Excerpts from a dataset
PR #819, opened 2026-09-15
Add fixes for cuda and fabric manager tests

arsbw2802:
*Description of changes:*

For the cuda-compute tests:
Updated the naming match for the "Virtualization Mode ... : VGPU" line as the exact spacing / trailing whitespace varies across nvidia-smi versions and vGPU guest drivers, so anchoring with ^...$ was too strict.

For the Fabric Manager tests:
Updated the Pre-NVL5 detection via fabric-manager's own log line in the systemd journal. We now query both persistent (/var/log/journal) and volatile (/run/log/journal) directories. This is because distributions vary in which one holds the current boot's entries, and picking only one may miss the fabric-manager unit.
Another change is that nwe grep the systemd journal files directly rather than going through journalctl. Two reasons journalctl doesn't work here:
1. journalctl -D <dir> selects records by the container's /etc/machine-id, which doesn't match either of the machine-id subdirs mounted from the host. 
Result: it sees the store but returns no records.
2. journalctl -b picks a "current boot" using the container's /proc/sys/kernel/random/boot_id, which is inherited from the node but its journal store doesn't align with what -D exposes -- so -b filters everything out. 

journal files are binary but the log line text lives inthem as plain ASCII, so `grep -a` finds "Detected Pre-NVL5 system" exactly. The phrase is emitted only by nvidia-fabricmanager-start.sh at service startup, so zero false-positive risk.


test/cases/nvidia-fabric-manager/manifests/pod-fabric-nvlink-check.yaml
```diff
@@ -65,24 +65,30 @@ spec:
...
+            hits=$(grep -ac "Detected Pre-NVL5 system" "$jf" 2>/dev/null || true)
+            if [ "$hits" -gt 0 ]; then
+              pre_nvl5=$((pre_nvl5 + hits))
+              echo "  Pre-NVL5 probe: $jf hits=$hits (running total=$pre_nvl5)"
+            fi
+          done
+        done
+        if [ "$journal_files_checked" -eq 0 ]; then
+          echo "  note: no journal files found under /host/var/log/journal or /host/run/log/journal; cannot confirm pre-NVL5"
         else
```
mselim00: not blocking: I think we're over-complicating this a bit, can't we just mount `/var/log` to the pod's `/var/log` (not `/host/var/log` and then use `journalctl` plainly like we would on the host (w/o specifying the log dir)?

mselim00: blocking: this should exit 1. as a general rule, any issues with the test should fail closed, rather than "silently" succeeding

arsbw2802: Okay, will update

mselim00 (approved):

PR #820, opened 2026-09-15
fix(nvidia-dra): fail when the DRA kubelet plugin matches no nodes

aaithal:
*Issue #, if available:* None

*Description of changes:*

`waitForNvidiaDRADriverReady` accepts a DaemonSet that was scheduled onto nothing. `DaemonSetReady` checks `NumberReady == DesiredNumberScheduled`, trivially true at `0 == 0`, so a kubelet plugin that matched no nodes reads as ready and the suite runs GPU workloads against a driver that is not there.

The plugin selects nodes by `nvidia.com/gpu.present` through `nodeAffinity`, so "matched no nodes" is the shape a missing label takes. Wait for `DesiredNumberScheduled > 0` first, name that cause in the error, and log the node count on success. Applies to every configuration.

*Testing:*

- `gofmt` clean, `go vet -tags e2e ./test/cases/nvidia-dra/` passes, suite compiles with `go test -tags e2e -c`.
- On an EKS Auto Mode 1.35 cluster with a `g7e.2xlarge` GPU node, `waitForNvidiaDRADriverReady` logs `nvidia-dra-driver daemonset is ready on 1 node(s)`. Removing `nvidia.com/gpu.present` from that node drops `DesiredNumberScheduled` to 0 — the exact state the old check reported as ready — and setup now fails after the 5 minute timeout:

  ```
  Setup failure: nvidia-dra-driver daemonset nvidia-dra-driver-gpu/nvidia-dra-driver-gpu-kubelet-plugin
  was not scheduled onto any node (check that GPU nodes carry the nvidia.com/gpu.present=true label):
  context deadline exceeded
  ```

- DaemonSet name and namespace match the deployed chart (`nvidia/nvidia-dra-driver-gpu`, 25.8.1).

Reproducing that needs a local `g7e` entry in `instanceTopologies` — `topology.go` ships only `p5` with no override, and `TestMain` calls `log.Fatalf` on an unresolved family. Left alone here to keep this focused.


mselim00 (approved):
lgtm, thanks for raising this

we might as well make this to the `DaemonSetReady` function directly, but this is definitely a step in the right direction regardless

PR #821, opened 2026-09-17
fix: GSP firmware test skip and poll for GPU advertisement

kummatty:
*Description of changes:*

**fabric-manager**:  `countGPUNodesOfType` was doing a one of poll and failing the test because it couldn't find GPU scheduled nodes. Changing it to a Wait.

**gsp-firmware**: the EKS AMI sets `NVreg_EnableGpuFirmware=0` on g4dn/g5/g5g. It need to skip this test if EnableGpuFirmware = 0.

Verified on hardware: g5.xlarge reports `EnableGpuFirmware: 0` + GSP `N/A` (skips);
p4d.24xlarge reports GSP `580.178.04` on all 8 GPUs matching the driver (asserts).


test/cases/nvidia-gsp-firmware/manifests/pod-gsp-firmware-check.yaml
```diff
@@ -45,6 +45,19 @@ spec:
...
+      params=/host/proc/driver/nvidia/params
+      if [ -r "$params" ]; then
+        gsp_enabled=$(awk -F': *' '/^EnableGpuFirmware:/ {print $2; exit}' "$params")
+        if [ "${gsp_enabled:-}" = "0" ]; then
+          echo "SKIP 1.9: GSP disabled in the driver (EnableGpuFirmware=0); no GSP firmware to assert"
+          exit 0
+        fi
+      else
+        echo "WARN 1.9: $params unreadable; asserting GSP as if enabled"
+      fi
```
mselim00, line 56:
```suggestion
      params=/host/proc/driver/nvidia/params
      gsp_enabled=$(awk -F': *' '/^EnableGpuFirmware:/ {print $2; exit}' "$params")
      if [ "${gsp_enabled:-}" = "0" ]; then
        echo "SKIP 1.9: GSP disabled in the driver (EnableGpuFirmware=0); no GSP firmware to assert"
        exit 0
      fi
```
let's do this unconditionally. if the file does not exist or is not readable, that's a test issue that should be flagged as a failure rather than presenting a false positive

mselim00 (approved):

PR #823, opened 2026-09-21
Poll for advertised GPUs before reconfiguring the device plugin

junpengdev:
Both GPU-sharing features read allocatable nvidia.com/gpu once at the start of Setup and fail immediately on zero. That was fine when they ran on a cluster that had been up for a while; it is a race now that JobRun runs them under --test=multi with a reboot first.

The reboot tester waits for the node to be Ready, and Ready does not mean the device plugin has re-registered with kubelet and kubelet has republished the resource. In that window the count is legitimately 0, and the feature fails claiming the stock plugin is not advertising when it simply has not finished starting yet -- a misleading failure, and on a path that only exists to prove the driver came back after reboot.

Polls with the same timeout the features already use for the count to change after the plugin is swapped, since it is the same lag in the other direction. Shared, so time-slicing and MPS both get it.

Not observed failing: nvidia.timeslicing became reboot-first only recently and may not have run since. Fixing ahead of it rather than waiting for a confusing failure.

*Issue #, if available:*

*Description of changes:*


test/cases/nvidia/gpu_sharing_test.go
```diff
@@ -134,6 +134,28 @@ func allocatableGPUs(ctx context.Context, cfg *envconf.Config) (int, error) {
...
+//
+// Polling rather than reading once, because these features now run after a node reboot:
+// the reboot tester waits for the node to be Ready, and Ready does not mean the device
+// plugin has re-registered with kubelet and kubelet has republished the resource. Read
+// once, the count can still be 0 in that window, and the feature would fail claiming
+// the stock plugin is not advertising when it simply has not finished starting. The
+// same lag is already polled for on the way out, after the plugin is swapped.
+func waitForAdvertisedGPUs(ctx context.Context, cfg *envconf.Config) (int, error) {
+	var got int
+	err := wait.For(func(ctx context.Context) (bool, error) {
```
arsbw2802, line 149: Within allocatableGPUs function, we have a `cfg.Client().Resources().List(ctx, &nodes)` call. I was looking into it and I think right after a reboot, that call could very likely hit a transient API-server error in which case we would want to retry. The wait looks for any non-nil error in which case it would fail after hitting the transient error instead of continuing to poll. So maybe we could add some kind of a check here? Or maybe swallow the error and log it and retry? Just a suggestion!

arsbw2802 (approved):

arsbw2802 (approved):

PR #1626, opened 2026-07-25
Support backslash line continuations in lark.lark

### LINKED ISSUE #1620: could lark.lark be missing "\" end of line things
**Describe the bug**

I was trying to parse a lark file using the lark.lark file provided in the repo, and I realized it does not like:

``` lark
function: "ABS"i | "ARCTAN"i | "CEIL"i | "COS"i | "ERRORF"i | "EXP"i | "FLOOR"i |\
          "LOG"i | "LOG10"i | "MAPVAL"i | "MAX"i | "MIN"i | "MOD"i | "NORMAL"i
```

I understand it is not a biggie since lark is not bootstrapped, 

**To Reproduce**

Get [lark.lark](https://github.com/lark-parser/lark/blob/master/lark/grammars/lark.lark)

Save this dummy grammar to `parse_me.lark`

``` lark
start: (function? _NL)* function?
_NL: /(\r?\n)+\s*/
function: "ABS"i | "ARCTAN"i | "CEIL"i | "COS"i | "ERRORF"i | "EXP"i | "FLOOR"i |\
          "LOG"i | "LOG10"i | "MAPVAL"i | "MAX"i | "MIN"i | "MOD"i | "NORMAL"i
```

Then parse it using lark.lark

``` python
from lark import Lark

with open("lark.lark", "r") as f:
    lark_grammar = f.read()

parser = Lark(lark_grammar)

with open("parse_me.lark", "r") as f:
    problem = f.read()

parsed_problem = parser.parse(problem)
```

You will get 

```
lark.exceptions.UnexpectedCharacters: No terminal matches '\' in the current parser context, at line 3 col 82

"COS"i | "ERRORF"i | "EXP"i | "FLOOR"i |\
                                        ^
Expected one of: 
	* LSQB
	* TOKEN
	* __ANON_0
	* _VBAR
	* RULE
	* LPAR
	* REGEXP
	* _NL
	* STRING
```

Finding and replacing backward slash followed by a new line with "", is my current workaround, but probably `lark.lark` file needs to be updated.

Sanjays2402:
Fixes #1620.

`lark.lark` (the meta-grammar used to parse Lark grammars) does not accept backslash-newline line continuations, even though grammars parsed by Lark support them. Loading a grammar that uses a line continuation via `Lark.open_from_package('lark', 'lark.lark', ...)` raises `UnexpectedCharacters`.

```
start: "a" \\
       "b"
```

### Change
- Add a `BACKSLASH` terminal matching `\\[ ]*\n` and `%ignore` it, mirroring how `WS_INLINE` and `COMMENT` are handled.
- Add `test_line_breaks_in_lark_lark` covering the case.

### Verification
Run against the new test:
- without the `lark.lark` change: fails with `UnexpectedCharacters`
- with the change: passes

### DIFF
--- a/lark/grammars/lark.lark
+++ b/lark/grammars/lark.lark
@@ -58,5 +58,8 @@ _NL: /(\r?\n)+\s*/
 
 COMMENT: /\s*/ "//" /[^\n]/* | /\s*/ "#" /[^\n]/*
 
+BACKSLASH: /\\[ ]*\n/
+
 %ignore WS_INLINE
 %ignore COMMENT
+%ignore BACKSLASH
--- a/tests/test_grammar.py
+++ b/tests/test_grammar.py
@@ -328,6 +328,14 @@ class TestGrammar(TestCase):
         p.parse('ab')
 
 
+    def test_line_breaks_in_lark_lark(self):
+        # The `lark.lark` meta-grammar must accept line continuations too
+        lark_lark = Lark.open_from_package('lark', 'lark.lark', ('grammars',), parser='lalr')
+        lark_lark.parse(r"""start: "a" \
+                       "b"
+""")
+
+
     def test_symbol_eq(self):
         a = None
         b = Symbol("abc")


erezsh:
Thanks for contributing!

PR #1627, opened 2026-07-25
Fix misaligned error pointer for full-width characters

### LINKED ISSUE #1530: Misaligned error location when input text contain full-width characters
**Describe the bug**

When the input text contains [full-width characters](https://en.wikipedia.org/wiki/Halfwidth_and_Fullwidth_Forms_(Unicode_block)#Block), the error location indicator (^) will point at the wrong character because it uses half-width spaces (U+20) only but it should instead matches input characters' widths

**To Reproduce**

Use any CJK characters or [full-width version of latin scripts](https://en.wikipedia.org/wiki/Halfwidth_and_Fullwidth_Forms_(Unicode_block)#Block) and intentionally create a grammar error. The indicator (^) will point at the wrong location.

Current and expected behavior shown here:

```
    raise UnexpectedCharacters(stream, i, text_line, text_column, {item.expect.name for item in to_scan},
lark.exceptions.UnexpectedCharacters: No terminal matches '古' in the current parser context, at line 2 col 6
1.菝葀：古代一種象徵祥瑞的草。《廣韻．入聲．末韻》：「菝：菝葀，瑞草。」
     ^  // using U+20 (current)
  　　　^ // using U+20 and U+3000 (expected)
Expected one of: 
	* LPAREN
	* I_LQUOTE
```

yashasvi-srivastava21:
Fixes #1530

`get_context()` pads the `^` error pointer using one regular space
per preceding character. This assumes every character has the same
visual width, which breaks down for full-width (CJK) characters,
causing the pointer to land on the wrong column.

This PR adds a `_padding_for()` helper that checks each character's
Unicode east-asian-width property and substitutes a full-width space
(U+3000) for wide/full-width characters, keeping the pointer aligned
regardless of character width.

### DIFF
--- a/lark/exceptions.py
+++ b/lark/exceptions.py
@@ -21,10 +21,22 @@ def assert_config(value, options: Collection, msg='Got %r, expected one of %s'):
     if value not in options:
         raise ConfigurationError(msg % (value, options))
 def _padding_for(before):
-    return ''.join(
-        '\u3000' if unicodedata.east_asian_width(ch) in ('W' ,'F') else ' '
-        for ch in before.expandtabs()
-    )
+    col = 0
+    result = []
+    for ch in before:
+        if ch == '\t':
+           spaces = 8 - (col % 8)
+           result.append(' ' * spaces)
+           col += spaces
+        else:
+           if unicodedata.east_asian_width(ch) in ('W' ,'F') 
+               result.append('\u3000')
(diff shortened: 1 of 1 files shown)


erezsh:
This PR already tried solving it, but didn't finish: https://github.com/lark-parser/lark/pull/1593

• Task brief:
From the data, list each line in which the string "directly" appears.

• Output of the task:
Another change is that nwe grep the systemd journal files directly rather than going through journalctl. Two reasons journalctl doesn't work here:
we might as well make this to the `DaemonSetReady` function directly, but this is definitely a step in the right direction regardless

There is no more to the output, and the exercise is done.